## YOUR GOAL
Wherever the word "layout" turns up in a line of the entries, copy that line.

## EXCERPTED RECORDS
BEGIN
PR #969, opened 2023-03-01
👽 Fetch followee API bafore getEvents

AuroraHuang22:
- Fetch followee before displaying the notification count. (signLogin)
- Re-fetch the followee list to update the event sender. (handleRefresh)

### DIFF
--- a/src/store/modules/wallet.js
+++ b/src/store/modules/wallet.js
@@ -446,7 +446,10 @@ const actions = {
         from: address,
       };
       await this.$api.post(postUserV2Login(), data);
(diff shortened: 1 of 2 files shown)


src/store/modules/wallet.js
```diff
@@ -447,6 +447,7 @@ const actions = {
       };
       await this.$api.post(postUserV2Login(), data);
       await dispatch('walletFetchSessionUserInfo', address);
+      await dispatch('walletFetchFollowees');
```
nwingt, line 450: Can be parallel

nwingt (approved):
END
BEGIN
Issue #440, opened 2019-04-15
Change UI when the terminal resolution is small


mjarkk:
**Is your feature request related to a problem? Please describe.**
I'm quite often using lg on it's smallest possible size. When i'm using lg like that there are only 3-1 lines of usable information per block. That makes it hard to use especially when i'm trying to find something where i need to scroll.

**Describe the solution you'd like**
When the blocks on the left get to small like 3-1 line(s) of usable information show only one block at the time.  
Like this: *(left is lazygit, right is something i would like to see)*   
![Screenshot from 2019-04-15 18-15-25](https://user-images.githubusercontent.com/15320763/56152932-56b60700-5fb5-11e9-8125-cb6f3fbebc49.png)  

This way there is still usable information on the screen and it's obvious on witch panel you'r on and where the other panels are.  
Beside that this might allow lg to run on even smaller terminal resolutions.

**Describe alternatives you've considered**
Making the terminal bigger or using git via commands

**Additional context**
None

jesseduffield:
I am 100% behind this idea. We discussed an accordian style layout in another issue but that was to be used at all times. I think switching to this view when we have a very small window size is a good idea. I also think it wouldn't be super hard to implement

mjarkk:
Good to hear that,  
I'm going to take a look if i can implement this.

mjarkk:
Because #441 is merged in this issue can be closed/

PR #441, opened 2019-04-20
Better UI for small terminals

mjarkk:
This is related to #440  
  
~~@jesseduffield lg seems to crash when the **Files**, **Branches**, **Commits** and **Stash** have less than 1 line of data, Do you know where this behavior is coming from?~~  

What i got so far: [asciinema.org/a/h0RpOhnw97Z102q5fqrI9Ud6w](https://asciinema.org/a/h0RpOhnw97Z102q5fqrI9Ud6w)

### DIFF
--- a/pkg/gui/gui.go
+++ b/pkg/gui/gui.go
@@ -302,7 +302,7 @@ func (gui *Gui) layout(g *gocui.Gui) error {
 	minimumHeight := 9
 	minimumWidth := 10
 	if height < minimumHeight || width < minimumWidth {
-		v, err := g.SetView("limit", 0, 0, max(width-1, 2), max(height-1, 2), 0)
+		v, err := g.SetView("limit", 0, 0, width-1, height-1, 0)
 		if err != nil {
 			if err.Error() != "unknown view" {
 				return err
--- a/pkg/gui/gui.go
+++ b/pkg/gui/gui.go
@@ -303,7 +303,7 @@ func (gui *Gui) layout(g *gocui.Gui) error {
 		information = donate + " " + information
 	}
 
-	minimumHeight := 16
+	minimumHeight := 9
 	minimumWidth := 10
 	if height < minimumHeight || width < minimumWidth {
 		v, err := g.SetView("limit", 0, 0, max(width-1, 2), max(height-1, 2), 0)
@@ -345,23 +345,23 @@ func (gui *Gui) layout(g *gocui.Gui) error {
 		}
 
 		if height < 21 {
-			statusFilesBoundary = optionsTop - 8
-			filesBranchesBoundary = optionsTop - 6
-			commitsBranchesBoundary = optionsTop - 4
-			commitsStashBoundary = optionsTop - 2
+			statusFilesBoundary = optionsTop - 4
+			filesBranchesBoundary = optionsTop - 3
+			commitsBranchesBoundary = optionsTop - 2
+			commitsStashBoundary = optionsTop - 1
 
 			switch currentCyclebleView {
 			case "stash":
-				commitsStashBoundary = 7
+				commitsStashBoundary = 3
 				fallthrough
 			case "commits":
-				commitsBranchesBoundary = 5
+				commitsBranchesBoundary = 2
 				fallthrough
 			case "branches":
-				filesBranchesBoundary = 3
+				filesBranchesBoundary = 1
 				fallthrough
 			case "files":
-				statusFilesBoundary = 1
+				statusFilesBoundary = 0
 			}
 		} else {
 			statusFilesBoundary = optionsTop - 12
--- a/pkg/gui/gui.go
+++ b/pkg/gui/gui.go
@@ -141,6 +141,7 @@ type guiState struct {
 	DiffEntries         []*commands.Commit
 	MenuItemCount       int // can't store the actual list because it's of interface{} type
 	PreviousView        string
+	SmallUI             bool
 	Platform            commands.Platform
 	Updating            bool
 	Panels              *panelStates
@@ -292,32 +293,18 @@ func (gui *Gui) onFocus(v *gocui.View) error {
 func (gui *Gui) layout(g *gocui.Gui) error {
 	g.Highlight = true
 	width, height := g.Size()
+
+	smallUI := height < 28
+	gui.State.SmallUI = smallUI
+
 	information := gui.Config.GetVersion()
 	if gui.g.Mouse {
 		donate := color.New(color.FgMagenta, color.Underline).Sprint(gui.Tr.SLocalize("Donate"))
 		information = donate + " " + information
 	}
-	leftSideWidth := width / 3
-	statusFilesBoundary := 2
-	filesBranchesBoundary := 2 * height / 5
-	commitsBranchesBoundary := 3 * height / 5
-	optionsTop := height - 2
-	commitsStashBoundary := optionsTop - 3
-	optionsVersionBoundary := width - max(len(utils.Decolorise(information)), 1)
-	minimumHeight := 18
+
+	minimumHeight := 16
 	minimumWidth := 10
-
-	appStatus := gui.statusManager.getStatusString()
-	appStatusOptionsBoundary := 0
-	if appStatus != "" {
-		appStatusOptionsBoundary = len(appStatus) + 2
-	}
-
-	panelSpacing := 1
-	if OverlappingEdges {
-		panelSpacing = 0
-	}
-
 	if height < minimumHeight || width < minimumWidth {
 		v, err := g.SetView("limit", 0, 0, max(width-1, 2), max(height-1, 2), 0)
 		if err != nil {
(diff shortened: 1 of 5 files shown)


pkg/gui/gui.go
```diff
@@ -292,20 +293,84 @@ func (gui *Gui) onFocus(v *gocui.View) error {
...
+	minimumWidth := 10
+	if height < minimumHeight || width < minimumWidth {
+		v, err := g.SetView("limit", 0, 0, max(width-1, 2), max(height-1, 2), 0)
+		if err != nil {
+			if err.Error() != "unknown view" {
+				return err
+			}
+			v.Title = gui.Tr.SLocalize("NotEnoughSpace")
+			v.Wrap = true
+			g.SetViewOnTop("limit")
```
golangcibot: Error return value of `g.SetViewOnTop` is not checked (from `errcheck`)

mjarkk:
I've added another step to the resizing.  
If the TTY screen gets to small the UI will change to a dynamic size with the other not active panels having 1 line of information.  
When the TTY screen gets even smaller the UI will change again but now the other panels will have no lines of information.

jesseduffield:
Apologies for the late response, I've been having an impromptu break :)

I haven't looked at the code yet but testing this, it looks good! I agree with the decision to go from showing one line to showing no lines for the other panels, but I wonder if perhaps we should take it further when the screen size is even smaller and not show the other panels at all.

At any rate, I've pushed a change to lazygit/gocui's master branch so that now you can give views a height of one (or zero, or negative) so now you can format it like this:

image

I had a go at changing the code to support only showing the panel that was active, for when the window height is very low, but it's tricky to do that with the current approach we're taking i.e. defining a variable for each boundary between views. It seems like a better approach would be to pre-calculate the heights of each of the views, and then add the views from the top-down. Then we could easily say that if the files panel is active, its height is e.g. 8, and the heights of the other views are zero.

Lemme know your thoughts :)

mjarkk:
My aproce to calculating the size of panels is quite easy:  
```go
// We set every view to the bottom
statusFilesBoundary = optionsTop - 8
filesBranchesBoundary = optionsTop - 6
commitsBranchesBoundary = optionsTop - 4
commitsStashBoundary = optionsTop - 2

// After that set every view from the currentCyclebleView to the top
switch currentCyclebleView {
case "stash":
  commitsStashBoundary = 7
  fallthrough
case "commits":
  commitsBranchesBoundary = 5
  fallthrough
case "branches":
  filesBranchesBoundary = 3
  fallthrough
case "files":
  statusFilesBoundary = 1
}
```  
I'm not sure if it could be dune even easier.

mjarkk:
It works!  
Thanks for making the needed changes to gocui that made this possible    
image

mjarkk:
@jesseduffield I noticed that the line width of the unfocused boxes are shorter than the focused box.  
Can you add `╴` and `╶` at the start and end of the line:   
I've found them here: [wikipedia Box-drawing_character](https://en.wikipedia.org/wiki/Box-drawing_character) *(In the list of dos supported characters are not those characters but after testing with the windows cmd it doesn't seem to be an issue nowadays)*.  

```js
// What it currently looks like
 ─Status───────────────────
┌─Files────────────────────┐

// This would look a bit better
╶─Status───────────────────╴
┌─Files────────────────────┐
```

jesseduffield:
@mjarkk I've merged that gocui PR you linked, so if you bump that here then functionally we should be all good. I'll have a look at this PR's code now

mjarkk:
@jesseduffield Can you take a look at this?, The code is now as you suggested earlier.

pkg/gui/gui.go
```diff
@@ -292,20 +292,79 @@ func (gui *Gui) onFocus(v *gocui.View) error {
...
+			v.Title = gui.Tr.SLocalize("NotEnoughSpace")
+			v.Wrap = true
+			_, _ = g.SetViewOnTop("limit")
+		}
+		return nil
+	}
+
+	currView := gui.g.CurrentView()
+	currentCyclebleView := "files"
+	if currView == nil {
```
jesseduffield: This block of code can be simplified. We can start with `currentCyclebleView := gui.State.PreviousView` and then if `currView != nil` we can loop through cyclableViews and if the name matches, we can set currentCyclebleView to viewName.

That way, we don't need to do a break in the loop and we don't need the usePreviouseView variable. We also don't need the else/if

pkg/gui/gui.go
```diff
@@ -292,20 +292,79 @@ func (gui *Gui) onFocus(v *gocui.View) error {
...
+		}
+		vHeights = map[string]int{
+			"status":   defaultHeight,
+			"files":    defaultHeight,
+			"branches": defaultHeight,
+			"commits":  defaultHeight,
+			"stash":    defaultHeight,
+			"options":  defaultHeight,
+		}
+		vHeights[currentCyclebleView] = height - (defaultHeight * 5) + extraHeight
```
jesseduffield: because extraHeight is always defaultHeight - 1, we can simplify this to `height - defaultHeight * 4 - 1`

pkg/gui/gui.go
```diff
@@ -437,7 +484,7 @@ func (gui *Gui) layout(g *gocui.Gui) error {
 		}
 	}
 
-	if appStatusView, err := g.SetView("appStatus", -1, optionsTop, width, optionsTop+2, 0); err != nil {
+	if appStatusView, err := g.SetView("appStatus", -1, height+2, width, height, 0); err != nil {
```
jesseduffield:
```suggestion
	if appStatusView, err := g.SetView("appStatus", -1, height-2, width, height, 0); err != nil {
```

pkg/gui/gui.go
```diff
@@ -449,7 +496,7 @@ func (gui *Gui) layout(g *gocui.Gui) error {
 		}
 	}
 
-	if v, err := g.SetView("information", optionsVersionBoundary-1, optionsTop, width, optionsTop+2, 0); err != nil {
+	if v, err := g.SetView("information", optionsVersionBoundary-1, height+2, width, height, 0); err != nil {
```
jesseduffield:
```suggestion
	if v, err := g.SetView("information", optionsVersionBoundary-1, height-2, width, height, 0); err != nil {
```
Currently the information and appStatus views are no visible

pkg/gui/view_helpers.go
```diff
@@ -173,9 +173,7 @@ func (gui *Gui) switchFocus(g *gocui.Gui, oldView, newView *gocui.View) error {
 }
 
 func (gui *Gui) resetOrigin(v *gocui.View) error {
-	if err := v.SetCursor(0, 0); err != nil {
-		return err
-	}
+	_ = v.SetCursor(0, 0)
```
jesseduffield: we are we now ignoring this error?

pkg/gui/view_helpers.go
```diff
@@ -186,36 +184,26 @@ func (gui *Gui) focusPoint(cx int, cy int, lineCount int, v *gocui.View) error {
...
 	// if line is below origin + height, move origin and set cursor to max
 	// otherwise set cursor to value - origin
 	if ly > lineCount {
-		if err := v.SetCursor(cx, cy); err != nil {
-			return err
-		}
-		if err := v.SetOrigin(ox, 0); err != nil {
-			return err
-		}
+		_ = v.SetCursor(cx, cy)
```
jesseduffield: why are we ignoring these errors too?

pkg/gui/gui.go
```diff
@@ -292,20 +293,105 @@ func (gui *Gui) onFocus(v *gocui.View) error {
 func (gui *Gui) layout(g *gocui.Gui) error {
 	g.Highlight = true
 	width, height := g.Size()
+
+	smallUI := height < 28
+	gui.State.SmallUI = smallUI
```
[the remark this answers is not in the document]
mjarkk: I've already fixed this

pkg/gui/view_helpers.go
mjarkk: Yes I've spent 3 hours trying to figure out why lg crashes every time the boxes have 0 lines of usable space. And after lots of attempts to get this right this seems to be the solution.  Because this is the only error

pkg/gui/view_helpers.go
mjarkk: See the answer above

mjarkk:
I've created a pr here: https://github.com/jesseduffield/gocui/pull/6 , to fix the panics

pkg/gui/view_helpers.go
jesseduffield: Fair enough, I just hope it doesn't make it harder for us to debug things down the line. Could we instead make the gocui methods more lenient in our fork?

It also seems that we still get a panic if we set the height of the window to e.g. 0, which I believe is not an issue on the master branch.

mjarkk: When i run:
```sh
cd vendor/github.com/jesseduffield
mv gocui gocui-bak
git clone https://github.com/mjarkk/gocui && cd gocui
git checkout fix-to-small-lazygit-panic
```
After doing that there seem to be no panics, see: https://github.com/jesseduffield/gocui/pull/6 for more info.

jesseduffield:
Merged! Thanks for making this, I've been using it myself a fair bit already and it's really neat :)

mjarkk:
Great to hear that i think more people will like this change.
END
BEGIN
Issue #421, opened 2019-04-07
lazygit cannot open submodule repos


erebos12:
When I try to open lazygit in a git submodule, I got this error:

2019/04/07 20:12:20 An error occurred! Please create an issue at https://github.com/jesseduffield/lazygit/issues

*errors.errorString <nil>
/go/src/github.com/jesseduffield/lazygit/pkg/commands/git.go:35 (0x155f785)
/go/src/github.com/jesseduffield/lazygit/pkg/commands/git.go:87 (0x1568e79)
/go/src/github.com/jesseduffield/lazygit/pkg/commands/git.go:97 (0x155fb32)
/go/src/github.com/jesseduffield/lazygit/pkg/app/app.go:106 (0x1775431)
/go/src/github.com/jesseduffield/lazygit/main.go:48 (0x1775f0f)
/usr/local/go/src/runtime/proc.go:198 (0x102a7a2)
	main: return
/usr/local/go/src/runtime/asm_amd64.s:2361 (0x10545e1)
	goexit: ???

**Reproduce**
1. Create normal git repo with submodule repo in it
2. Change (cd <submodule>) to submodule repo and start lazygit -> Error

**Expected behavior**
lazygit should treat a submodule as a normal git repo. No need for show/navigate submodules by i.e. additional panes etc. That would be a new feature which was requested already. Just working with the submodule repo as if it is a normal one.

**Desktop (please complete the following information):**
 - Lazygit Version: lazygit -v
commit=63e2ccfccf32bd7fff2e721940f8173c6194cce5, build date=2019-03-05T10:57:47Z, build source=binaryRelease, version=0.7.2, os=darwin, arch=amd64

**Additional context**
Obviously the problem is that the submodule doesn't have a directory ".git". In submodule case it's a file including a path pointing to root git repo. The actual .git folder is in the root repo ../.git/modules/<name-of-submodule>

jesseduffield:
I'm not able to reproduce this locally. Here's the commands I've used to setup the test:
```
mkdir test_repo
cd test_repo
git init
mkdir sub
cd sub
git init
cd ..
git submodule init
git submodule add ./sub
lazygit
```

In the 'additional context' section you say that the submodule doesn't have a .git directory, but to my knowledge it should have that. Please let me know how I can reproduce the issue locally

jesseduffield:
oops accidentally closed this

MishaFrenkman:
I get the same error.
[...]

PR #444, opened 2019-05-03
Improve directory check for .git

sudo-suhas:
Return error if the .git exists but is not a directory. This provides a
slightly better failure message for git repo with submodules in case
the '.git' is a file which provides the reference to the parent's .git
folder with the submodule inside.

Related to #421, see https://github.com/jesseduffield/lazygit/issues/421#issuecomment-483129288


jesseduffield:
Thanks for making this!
END
## SOLUTION TO THE EXERCISE
I am 100% behind this idea. We discussed an accordian style layout in another issue but that was to be used at all times. I think switching to this view when we have a very small window size is a good idea. I also think it wouldn't be super hard to implement
@@ -302,7 +302,7 @@ func (gui *Gui) layout(g *gocui.Gui) error {
@@ -303,7 +303,7 @@ func (gui *Gui) layout(g *gocui.Gui) error {
@@ -345,23 +345,23 @@ func (gui *Gui) layout(g *gocui.Gui) error {
 func (gui *Gui) layout(g *gocui.Gui) error {
@@ -437,7 +484,7 @@ func (gui *Gui) layout(g *gocui.Gui) error {
@@ -449,7 +496,7 @@ func (gui *Gui) layout(g *gocui.Gui) error {
 func (gui *Gui) layout(g *gocui.Gui) error {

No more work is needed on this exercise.